═══ Record excerpts

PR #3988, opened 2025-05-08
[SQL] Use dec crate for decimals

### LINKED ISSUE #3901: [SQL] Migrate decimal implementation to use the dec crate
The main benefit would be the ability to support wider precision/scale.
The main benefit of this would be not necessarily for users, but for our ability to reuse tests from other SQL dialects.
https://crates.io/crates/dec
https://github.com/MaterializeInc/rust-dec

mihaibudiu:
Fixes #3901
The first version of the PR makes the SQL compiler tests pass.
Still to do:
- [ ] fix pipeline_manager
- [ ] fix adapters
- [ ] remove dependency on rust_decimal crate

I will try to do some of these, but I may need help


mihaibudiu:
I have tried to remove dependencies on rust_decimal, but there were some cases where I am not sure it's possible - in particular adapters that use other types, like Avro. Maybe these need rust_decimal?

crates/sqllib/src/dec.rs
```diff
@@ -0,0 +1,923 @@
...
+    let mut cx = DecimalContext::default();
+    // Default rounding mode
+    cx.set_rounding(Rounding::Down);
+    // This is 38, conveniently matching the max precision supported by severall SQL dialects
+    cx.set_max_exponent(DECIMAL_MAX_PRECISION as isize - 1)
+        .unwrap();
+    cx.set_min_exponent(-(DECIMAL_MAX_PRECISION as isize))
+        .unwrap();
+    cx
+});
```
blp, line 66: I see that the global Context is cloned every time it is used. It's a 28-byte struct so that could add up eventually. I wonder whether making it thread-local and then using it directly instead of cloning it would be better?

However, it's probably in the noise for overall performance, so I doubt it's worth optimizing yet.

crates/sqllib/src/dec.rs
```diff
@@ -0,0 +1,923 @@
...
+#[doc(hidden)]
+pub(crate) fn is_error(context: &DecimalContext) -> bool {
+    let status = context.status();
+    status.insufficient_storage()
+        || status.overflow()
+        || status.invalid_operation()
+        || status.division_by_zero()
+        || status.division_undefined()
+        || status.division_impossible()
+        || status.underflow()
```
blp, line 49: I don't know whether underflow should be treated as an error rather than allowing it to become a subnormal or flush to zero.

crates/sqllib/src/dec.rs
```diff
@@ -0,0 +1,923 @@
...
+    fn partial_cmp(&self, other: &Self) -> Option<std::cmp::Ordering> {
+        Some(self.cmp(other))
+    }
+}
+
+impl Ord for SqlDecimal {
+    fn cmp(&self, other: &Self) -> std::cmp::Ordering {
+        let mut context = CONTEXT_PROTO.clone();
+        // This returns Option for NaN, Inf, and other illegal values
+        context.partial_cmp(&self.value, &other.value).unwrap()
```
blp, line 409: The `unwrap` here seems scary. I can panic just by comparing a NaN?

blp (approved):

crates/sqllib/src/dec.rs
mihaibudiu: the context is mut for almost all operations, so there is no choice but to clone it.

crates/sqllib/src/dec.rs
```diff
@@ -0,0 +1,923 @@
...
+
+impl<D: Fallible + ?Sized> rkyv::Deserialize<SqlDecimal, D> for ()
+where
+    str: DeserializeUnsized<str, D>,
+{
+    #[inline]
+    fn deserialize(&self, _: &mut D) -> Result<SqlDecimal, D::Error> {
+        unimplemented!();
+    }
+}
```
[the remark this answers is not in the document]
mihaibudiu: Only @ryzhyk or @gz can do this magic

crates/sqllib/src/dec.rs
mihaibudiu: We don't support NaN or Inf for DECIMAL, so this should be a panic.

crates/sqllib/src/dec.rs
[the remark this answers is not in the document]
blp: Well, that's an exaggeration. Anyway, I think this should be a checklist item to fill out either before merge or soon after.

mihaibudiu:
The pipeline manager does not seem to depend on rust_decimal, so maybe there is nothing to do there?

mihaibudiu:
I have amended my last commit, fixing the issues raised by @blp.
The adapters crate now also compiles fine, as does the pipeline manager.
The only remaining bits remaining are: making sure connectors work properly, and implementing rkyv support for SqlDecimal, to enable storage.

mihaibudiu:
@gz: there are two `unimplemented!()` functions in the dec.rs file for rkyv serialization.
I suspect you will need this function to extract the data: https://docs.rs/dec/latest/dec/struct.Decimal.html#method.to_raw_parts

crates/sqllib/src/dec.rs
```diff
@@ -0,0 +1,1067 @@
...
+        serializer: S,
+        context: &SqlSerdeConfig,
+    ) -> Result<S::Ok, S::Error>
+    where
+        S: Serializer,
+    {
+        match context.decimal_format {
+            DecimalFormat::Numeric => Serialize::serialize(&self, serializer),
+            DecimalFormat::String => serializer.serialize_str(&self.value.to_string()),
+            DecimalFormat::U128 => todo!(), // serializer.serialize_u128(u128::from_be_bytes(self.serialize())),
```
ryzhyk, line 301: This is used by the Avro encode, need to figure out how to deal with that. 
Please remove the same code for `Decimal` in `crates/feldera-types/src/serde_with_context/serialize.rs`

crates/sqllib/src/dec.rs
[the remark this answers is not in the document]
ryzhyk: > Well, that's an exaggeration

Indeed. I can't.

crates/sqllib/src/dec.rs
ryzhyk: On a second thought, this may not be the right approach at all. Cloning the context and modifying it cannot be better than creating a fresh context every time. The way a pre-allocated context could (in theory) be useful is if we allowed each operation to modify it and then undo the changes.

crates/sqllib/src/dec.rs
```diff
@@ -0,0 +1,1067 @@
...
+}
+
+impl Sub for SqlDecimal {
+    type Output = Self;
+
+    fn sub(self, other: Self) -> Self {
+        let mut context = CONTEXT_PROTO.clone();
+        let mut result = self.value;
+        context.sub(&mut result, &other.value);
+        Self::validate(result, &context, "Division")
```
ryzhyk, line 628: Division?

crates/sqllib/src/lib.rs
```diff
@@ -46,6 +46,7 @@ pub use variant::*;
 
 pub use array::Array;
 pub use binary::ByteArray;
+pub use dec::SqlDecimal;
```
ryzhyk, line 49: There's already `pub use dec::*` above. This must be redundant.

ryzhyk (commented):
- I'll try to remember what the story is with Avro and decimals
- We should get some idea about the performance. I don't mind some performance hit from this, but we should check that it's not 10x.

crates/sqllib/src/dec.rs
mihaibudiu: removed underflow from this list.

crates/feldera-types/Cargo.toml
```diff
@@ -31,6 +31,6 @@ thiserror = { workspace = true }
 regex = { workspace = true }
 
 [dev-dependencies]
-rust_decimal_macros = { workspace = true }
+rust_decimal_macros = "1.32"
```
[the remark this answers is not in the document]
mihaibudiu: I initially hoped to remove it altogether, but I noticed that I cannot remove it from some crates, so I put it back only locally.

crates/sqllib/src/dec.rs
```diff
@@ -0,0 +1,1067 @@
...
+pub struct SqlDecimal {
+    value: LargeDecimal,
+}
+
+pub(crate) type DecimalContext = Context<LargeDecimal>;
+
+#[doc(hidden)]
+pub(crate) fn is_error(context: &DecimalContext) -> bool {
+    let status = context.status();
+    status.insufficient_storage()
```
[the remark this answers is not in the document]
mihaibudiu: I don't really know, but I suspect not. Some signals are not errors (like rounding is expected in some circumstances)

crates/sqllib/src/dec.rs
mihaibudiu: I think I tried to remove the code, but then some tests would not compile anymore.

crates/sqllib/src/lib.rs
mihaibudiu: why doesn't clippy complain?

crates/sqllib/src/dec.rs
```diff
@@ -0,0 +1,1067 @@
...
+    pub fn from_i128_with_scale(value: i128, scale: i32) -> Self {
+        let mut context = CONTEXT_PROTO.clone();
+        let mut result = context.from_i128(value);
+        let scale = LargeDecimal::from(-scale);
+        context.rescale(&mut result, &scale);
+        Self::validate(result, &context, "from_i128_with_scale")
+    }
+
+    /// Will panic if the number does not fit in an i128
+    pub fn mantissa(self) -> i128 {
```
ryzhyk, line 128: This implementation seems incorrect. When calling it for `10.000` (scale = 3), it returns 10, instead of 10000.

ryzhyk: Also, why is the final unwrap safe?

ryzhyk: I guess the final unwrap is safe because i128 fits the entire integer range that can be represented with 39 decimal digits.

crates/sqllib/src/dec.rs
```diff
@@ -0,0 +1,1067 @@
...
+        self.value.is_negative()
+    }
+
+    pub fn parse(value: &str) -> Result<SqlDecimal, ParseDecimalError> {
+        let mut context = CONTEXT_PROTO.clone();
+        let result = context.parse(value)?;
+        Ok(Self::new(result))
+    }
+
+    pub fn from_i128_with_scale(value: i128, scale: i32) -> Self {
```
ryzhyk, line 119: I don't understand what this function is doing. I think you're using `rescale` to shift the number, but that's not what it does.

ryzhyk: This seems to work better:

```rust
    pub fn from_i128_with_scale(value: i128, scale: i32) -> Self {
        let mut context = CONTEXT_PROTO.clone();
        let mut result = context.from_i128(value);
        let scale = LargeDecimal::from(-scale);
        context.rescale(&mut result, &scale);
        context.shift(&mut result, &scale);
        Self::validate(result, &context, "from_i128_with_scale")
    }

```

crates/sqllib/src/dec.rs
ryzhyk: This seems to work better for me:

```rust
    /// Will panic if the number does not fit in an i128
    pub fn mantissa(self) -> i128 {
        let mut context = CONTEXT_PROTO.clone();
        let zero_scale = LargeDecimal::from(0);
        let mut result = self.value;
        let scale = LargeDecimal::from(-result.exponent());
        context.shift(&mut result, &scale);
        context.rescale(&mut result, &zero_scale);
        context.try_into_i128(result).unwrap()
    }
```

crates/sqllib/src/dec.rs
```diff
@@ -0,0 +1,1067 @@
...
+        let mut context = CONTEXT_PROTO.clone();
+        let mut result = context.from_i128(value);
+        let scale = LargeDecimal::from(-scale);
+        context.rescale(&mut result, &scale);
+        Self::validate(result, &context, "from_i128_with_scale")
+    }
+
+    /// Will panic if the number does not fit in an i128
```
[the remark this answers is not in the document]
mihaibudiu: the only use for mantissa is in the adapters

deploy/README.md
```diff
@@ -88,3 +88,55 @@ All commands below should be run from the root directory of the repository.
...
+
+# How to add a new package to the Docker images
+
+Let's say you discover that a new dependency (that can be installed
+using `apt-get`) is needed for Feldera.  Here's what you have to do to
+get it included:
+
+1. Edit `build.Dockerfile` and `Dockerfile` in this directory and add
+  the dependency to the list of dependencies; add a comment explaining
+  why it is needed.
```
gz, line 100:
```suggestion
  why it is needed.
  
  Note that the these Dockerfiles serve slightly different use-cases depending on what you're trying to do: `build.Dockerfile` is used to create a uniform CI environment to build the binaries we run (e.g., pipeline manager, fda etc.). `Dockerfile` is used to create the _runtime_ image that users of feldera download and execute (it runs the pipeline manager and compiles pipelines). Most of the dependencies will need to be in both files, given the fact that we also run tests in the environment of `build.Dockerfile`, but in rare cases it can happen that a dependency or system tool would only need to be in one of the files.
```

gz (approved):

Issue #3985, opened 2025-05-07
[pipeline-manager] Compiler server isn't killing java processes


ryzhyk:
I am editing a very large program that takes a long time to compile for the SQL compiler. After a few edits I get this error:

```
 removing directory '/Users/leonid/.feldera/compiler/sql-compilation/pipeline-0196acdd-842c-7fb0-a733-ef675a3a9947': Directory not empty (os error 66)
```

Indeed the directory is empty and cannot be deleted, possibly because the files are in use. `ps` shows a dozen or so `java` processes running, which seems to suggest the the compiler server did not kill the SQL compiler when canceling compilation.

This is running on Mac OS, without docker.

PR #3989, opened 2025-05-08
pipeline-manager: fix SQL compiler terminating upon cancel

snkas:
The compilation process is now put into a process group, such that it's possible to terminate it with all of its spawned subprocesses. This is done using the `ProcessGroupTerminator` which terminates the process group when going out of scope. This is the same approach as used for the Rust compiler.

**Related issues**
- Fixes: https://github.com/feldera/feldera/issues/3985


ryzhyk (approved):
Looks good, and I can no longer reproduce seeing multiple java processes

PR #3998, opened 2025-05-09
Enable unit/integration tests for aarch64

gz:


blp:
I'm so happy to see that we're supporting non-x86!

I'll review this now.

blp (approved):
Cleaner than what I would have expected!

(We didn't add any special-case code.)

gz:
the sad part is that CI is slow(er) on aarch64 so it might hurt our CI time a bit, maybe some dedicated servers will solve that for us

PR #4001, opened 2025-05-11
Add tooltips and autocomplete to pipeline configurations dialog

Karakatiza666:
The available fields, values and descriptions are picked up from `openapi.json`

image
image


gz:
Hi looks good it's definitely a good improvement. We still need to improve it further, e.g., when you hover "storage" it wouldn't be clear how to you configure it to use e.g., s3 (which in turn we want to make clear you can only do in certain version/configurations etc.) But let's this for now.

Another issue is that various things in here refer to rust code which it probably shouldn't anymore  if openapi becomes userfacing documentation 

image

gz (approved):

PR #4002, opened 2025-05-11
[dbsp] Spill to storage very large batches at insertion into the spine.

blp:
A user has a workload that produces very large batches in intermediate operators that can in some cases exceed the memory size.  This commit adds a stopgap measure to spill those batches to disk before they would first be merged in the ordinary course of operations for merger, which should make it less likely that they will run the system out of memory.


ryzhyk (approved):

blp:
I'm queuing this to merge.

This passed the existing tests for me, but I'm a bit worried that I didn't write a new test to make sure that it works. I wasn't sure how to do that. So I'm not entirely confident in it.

══════

=== Task ===
All lines from the start of the entries through the line where "Fixes #3901" sits should be duplicated exactly, with nothing else in the output.

=== Expected answer ===
PR #3988, opened 2025-05-08
[SQL] Use dec crate for decimals

### LINKED ISSUE #3901: [SQL] Migrate decimal implementation to use the dec crate
The main benefit would be the ability to support wider precision/scale.
The main benefit of this would be not necessarily for users, but for our ability to reuse tests from other SQL dialects.
https://crates.io/crates/dec
https://github.com/MaterializeInc/rust-dec

mihaibudiu:
Fixes #3901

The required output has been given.